Agree or not, it's a pretty fascinating argument, one which makes my head
spin.

Some other nice resources on Godel are:

    
    
        - Gödel's Proof by Nagel and Newman
        - Forever Undecided by Smullyan

------
AnimalMuppet
Define "consciousness".

That's the fundamental problem, that we don't know what it is. We know what it
looks like in a human, and we know what it feels like to ourselves. But we
don't have any rigorous, non-intuitive idea of what it means.

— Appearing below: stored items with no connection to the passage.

PR #1281, opened 2020-11-06
CB 2.12 fixes

dwijnand:
https://scala-ci.typesafe.com/view/scala-2.12.x/job/scala-2.12.x-jdk8-integrate-community-build/6209/console

```
Lines of Scala code recompiled during this run only:
    15305 scalafix
     2955 sbt
      362 scala-rewrites
      155 shapeless-java-records
    18777 TOTAL
SUCCEEDED: 211
FAILED: 3
BLOCKED, DID NOT RUN: 0
TOTAL: 214
```

This is good to go.

### DIFF
--- a/nightly.properties
+++ b/nightly.properties
@@ -1,2 +1,2 @@
-# November 2, 2020
-nightly=2.12.13-bin-42f2bd8
+# November 4, 2020
+nightly=2.12.13-bin-2d4985d
--- a/proj/mdoc.conf
+++ b/proj/mdoc.conf
@@ -15,6 +15,7 @@ vars.proj.mdoc: ${vars.base} {
   name: "mdoc"
   uri: "https://github.com/scalacommunitybuild/mdoc.git#23d958c5c8cbce81d59b889be7198003b39236ad"
 
+  extra.sbt-version: ${vars.sbt-1-2-version} # otherwise "NoSuchMethodError: lmcoursier.definitions.ToCoursier$.project"
   extra.exclude: [
     "lsp"  // Olaf says: "please exclude [...] it's an undocumented and untested module"
     "js", "jsdocs", "docs", "unit"  // no Scala.js plz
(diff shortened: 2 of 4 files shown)


SethTisue (commented):
do you intend to go on and fix scala-rewrites and/or sbt soon? if so, this is mergeable. if the intent is to leave them broken indefinitely, then we I'd prefer we pull them from the build entirely.

dwijnand:
Well they'll be fixed once they upgrade to 2.12.13 proper.  Or at least in theory: their dependencies need to be "2.12.13 compatible".

So I guess we'll revisit them in \<insert dafty ambitious time window\> time after 2.12.13 is out?  And merge meanwhile?

SethTisue:
am I right to suppose that scala-rewrites can and should be fixed fairly promptly after 2.12.13 comes out?

as for zinc, we're building version 1.2.1, which is reallllly old. so maybe zinc is the candidate for just dropping?

(let's keep discussing, but I'm going to hit merge now, regardless)

dwijnand:
> am I right to suppose that scala-rewrites can and should be fixed fairly promptly after 2.12.13 comes out?

The repo, yeah, but its semanticdb scalac plugin (which uses Global#reporter) might be stuck on some older version, no?

> as for zinc, we're building version 1.2.1, which is reallllly old. so maybe zinc is the candidate for just dropping?

Maybe, but as it's the only thing that actually found a bug I feel like we should give it a chance...  Let's say at least enough to figure out why it's stuck on a binary kind-projector.

SethTisue:
> The repo, yeah, but its semanticdb scalac plugin (which uses Global#reporter) might be stuck on some older version, no?

hmm, I see. I think scalameta will support 2.12.13 not long after release, so perhaps we can unfreeze that one and then if something downstream has to be removed as a result, so be it

okay, I've set a reminder to myself to look at these again after 2.12.13 is out

SethTisue:
waiting for https://repo1.maven.org/maven2/org/scalameta/semanticdb-scalac_2.12.13 to land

For myself, I think of consciousness as the ability to watch yourself think -
of being aware of your thought process. By that definition, yes, artificial
consciousness could be possible - _but first you have to have a machine that
thinks._ And now we're hung up on trying to find a definition of "think"
that's rigorous...

I like the way that axotty labeled the claim as "speculative". It is, even
though that speculative assumption is the dominant paradigm of AI. But it
definitely is speculative, at least at this time, because actual evidence is
quite lacking.

------
mindcrime
Well, it depends on how you define "consciousness", and that's far from a
settled issue as I understand it. But taking my own (naive) idea of what it
means to be "conscious", and what I (think) I know about AI, I don't see any
reason to think we won't achieve artificial consciousness. In fact, I wouldn't
reject the notion out of hand, that some machine somewhere already is
conscious, and we just don't know it.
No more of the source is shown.